Find each line in the following listing that has the string "Path", then state the count and nothing else.

BEGIN Input data

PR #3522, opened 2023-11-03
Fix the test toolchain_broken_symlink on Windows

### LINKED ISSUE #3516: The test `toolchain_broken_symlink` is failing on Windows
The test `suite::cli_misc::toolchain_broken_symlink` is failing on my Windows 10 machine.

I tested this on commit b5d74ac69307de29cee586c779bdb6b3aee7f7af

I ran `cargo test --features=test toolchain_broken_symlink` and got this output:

END Input data
BEGIN Input data

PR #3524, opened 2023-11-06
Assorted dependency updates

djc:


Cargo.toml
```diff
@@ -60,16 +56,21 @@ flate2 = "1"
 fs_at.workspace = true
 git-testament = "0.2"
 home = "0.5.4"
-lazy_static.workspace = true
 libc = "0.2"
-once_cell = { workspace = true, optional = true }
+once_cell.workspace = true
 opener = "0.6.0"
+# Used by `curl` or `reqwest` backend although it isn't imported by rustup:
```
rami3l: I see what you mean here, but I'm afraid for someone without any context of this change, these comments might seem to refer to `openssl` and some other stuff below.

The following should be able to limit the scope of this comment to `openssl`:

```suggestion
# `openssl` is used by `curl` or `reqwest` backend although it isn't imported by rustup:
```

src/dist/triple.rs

END Input data
BEGIN Input data

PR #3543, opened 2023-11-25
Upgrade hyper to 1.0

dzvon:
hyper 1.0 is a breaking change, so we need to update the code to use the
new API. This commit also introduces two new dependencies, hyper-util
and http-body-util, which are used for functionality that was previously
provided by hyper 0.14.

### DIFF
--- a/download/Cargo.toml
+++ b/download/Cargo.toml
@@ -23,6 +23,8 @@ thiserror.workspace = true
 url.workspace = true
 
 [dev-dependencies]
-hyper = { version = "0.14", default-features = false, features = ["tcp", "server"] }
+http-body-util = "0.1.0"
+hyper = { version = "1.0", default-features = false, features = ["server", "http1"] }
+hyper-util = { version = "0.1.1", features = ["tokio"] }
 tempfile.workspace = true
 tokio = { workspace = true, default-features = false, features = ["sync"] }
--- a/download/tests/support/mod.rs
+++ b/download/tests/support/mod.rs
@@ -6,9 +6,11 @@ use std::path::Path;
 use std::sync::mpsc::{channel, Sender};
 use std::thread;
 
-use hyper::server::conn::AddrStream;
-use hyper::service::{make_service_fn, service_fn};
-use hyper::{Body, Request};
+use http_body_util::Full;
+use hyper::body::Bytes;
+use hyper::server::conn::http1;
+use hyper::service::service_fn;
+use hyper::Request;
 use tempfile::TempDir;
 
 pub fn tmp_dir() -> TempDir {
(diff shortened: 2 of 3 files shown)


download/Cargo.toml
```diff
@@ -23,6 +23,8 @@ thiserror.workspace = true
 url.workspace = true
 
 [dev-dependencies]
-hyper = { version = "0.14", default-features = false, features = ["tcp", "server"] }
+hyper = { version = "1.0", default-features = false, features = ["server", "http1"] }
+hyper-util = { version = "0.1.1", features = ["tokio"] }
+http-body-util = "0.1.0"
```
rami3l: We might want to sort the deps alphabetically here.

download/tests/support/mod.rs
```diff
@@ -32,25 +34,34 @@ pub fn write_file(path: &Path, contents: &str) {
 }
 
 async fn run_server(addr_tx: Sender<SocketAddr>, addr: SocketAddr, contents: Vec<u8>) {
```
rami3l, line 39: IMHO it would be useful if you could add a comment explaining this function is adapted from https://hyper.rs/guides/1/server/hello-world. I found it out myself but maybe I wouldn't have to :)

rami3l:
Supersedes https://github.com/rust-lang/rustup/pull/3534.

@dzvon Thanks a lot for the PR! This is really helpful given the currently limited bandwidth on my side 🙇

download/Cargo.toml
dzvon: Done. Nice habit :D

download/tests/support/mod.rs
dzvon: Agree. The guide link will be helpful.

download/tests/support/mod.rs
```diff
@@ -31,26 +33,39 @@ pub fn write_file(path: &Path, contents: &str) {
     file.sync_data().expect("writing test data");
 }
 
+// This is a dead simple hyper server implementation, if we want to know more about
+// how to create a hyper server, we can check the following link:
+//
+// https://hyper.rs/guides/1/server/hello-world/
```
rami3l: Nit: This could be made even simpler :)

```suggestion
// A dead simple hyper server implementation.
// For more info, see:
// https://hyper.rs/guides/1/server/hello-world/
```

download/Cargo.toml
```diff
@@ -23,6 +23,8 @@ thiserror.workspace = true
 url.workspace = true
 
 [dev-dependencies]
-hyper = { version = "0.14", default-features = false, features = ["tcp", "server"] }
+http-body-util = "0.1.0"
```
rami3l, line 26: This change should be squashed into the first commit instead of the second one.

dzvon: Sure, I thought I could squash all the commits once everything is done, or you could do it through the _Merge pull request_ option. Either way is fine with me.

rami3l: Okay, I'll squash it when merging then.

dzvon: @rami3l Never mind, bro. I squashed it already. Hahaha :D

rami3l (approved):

END Input data

Output for this task: 3